Scan the lines below and report each one containing "case" by copying it.
Content starts
PR #2730, opened 2019-11-06
IDSEQ-1552 - Implement Auth0 Alpha Login Strategy

davidrissato:
# Description

Add auth0 login strategy in parallel to Devise.

We are currently using devise to handle authentication and authorization. As an intermediary migration step, add support to auth0 login strategy without removing Devise legacy authentication.

# Tests

* Manual tests using auth0
* Manual tests using previous authentication method


davidrissato:
Looks like I still need to fix something here

davidrissato:
Let me close this PR while I fix the issue. I'll reopen it soon.

app/assets/src/components/utils/links.js
```diff
@@ -43,10 +43,31 @@ const openUrlInPopupWindow = (url, windowName, windowWidth, windowHeight) => {
   );
 };
 
+const postToUrlWithCSRF = (url, params) => {
```
jshoe: this function might be better in `src/api/core.js`

app/controllers/application_controller.rb
```diff
@@ -27,6 +24,34 @@ def admin_required
     redirect_to root_path unless current_user && current_user.admin?
   end
 
+  # This method is used to verify if the user is already logged in,
+  # and will redirect it to the homepage in case it is not.
```
jshoe: nit: "in case they are not"

app/controllers/application_controller.rb
```diff
@@ -27,6 +24,34 @@ def admin_required
...
+  # This method overrides a default behavior from Devise to allow auth0
+  # authentication working simultaneously with legacy devise database mode,
```
jshoe: nit: "to work simultaneously"

app/controllers/application_controller.rb
```diff
@@ -27,6 +24,34 @@ def admin_required
...
+    if resp.nil?
+      # invoke devise if auth0 token is not present
+      super
+    else
+      if resp[:authenticated]
+        auth_payload = resp[:auth_payload]
+        return if current_user&.email == auth_payload["email"]
+        auth_user = User.find_by(email: auth_payload["email"])
+        if auth_user.present?
+          sign_in auth_user, store: false
```
jshoe: what does `store: false` do?

app/controllers/application_controller.rb
```diff
@@ -81,26 +106,28 @@ def get_background_id(sample)
     sample.default_background_id
   end
 
-  private
-
-  # Modified from https://gist.github.com/josevalim/fb706b1e933ef01e4fb6
-  def authenticate_user_from_token!
+  # This method is only used to loging users using tokens
```
jshoe: sp: s/loging/login

app/controllers/application_controller.rb
```diff
@@ -81,26 +106,28 @@ def get_background_id(sample)
...
+  # It is not intended to replace the authenticate_user! method, which
+  # must be invoked regardless.
+  # authenticate_user! is used for verifying if the user is already logged in
+  # and redirecting to the homepage in case it is not.
```
jshoe: nit: "in case they are not"

app/controllers/auth0_controller.rb
```diff
@@ -0,0 +1,16 @@
...
+
+  include Auth0Helper
+
+  def auth0_callback
+    # Store the user token that came from Auth0 and the IdP
+    # Auth0Helper#auth0_session
+    self.auth0_session = request.env['omniauth.auth'].credentials.id_token
+
+    # Redirect to the URL you want after successful auth
+    redirect_to "/home"
```
jshoe: can you do `redirect_to root_path` instead

app/helpers/auth0_helper.rb
```diff
@@ -0,0 +1,62 @@
...
+  delegate :present?, to: :auth0_session, prefix: true
+
+  def auth0_session=(value)
+    session[:jwt_id_token] = value
+  end
+
+  protected
+
+  def auth0_signout_url
+    domain = Rails.application.secrets.auth0_domain
```
jshoe: should we also get these from `ENV["AUTH0_DOMAIN"]` to be consistent?

app/lib/json_web_token.rb
```diff
@@ -0,0 +1,43 @@
...
+      iss: JWT_TOKEN_ISS,
+      verify_iss: true,
+      aud: Rails.application.secrets.auth0_api_audience,
+      verify_aud: true
+    ) do |header|
+      jwks_hash[header['kid']]
+    end
+  end
+
+  def self.jwks_hash
```
jshoe: could you add a comment or two to these methods about their function for future readers?

app/views/home/landing.html.erb
```diff
@@ -7,7 +7,8 @@
       {
         contactEmail: "accounts@idseq.net",
         showBulletin: <%= @show_bulletin %>,
-        browserInfo: <%= @browser_info.to_json.html_safe %>
+        browserInfo: <%= @browser_info.to_json.html_safe %>,
+        signInStrategy: location.href.match(/auth0/) ? 'AUTH0' : 'DEVISE',
```
jshoe: nit: could you move this line into the `HomeController#landing` method like `@sign_in_strategy`? Just want to keep these erb files very slim on logic

bin/entrypoint.sh
```diff
@@ -1,9 +1,16 @@
...
+fi
+echo ENVIRONMENT is set to \"$ENVIRONMENT\"
+
+if [ "$OFFLINE" = "1" ]
+then
+    echo Offline mode detected
     exec bundle exec "$@"
 else
     # Use Chamber to inject secrets via environment variables.
+    echo Chamber will reading entries from AWS SSM /idseq-$ENVIRONMENT-web/
```
jshoe: nit: s/reading/read

app/assets/src/components/utils/links.js
davidrissato: I took a look on `core.js`, and it seems the functions over there are all used to invoke json endpoints, whereas `links.js` has functions that replace the current location (which is the case here, with the difference I'm using a post operation to do that).
That said, it looked to me to be more logical to put this method on `links.js`. What do you think?

app/controllers/auth0_controller.rb
davidrissato: I noticed `root_path == "/"`. I wanted to redirect to home, since user is already authenticated. Let me see if there is a more elegant way to do that.

app/helpers/auth0_helper.rb
davidrissato: Actually I should be invoking this method instead. I started moving it here but it seems I ended up not completely doing that. Thank you for catching this.

app/controllers/auth0_controller.rb
davidrissato: Ok, looks like `home_path` is what I was looking for

app/assets/src/components/utils/links.js
jshoe: I see, `links.js` sounds good then

app/controllers/application_controller.rb
davidrissato: Devise documentation doesn't have info about that, but from what I could check, it prevents warden from creating a session, which is exactly what I wanted since I'm handling the session in a different place.
I could find some extra info about this behavior [here](https://github.com/plataformatec/devise/issues/3981)

davidrissato:
Found an issue in this PR. I'm closing it while I fix it, and I'll reopen it later on.

davidrissato:
Reopening this PR since. There was only a small issue related to not verifying the audience.
I also added comments to `json_web_token.rb` and added a caching mechanism for `jwks_hash`

app/lib/json_web_token.rb
davidrissato: Done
Content ends
#### Written answer
+  # and will redirect it to the homepage in case it is not.
jshoe: nit: "in case they are not"
+  # and redirecting to the homepage in case it is not.
jshoe: nit: "in case they are not"
davidrissato: I took a look on `core.js`, and it seems the functions over there are all used to invoke json endpoints, whereas `links.js` has functions that replace the current location (which is the case here, with the difference I'm using a post operation to do that).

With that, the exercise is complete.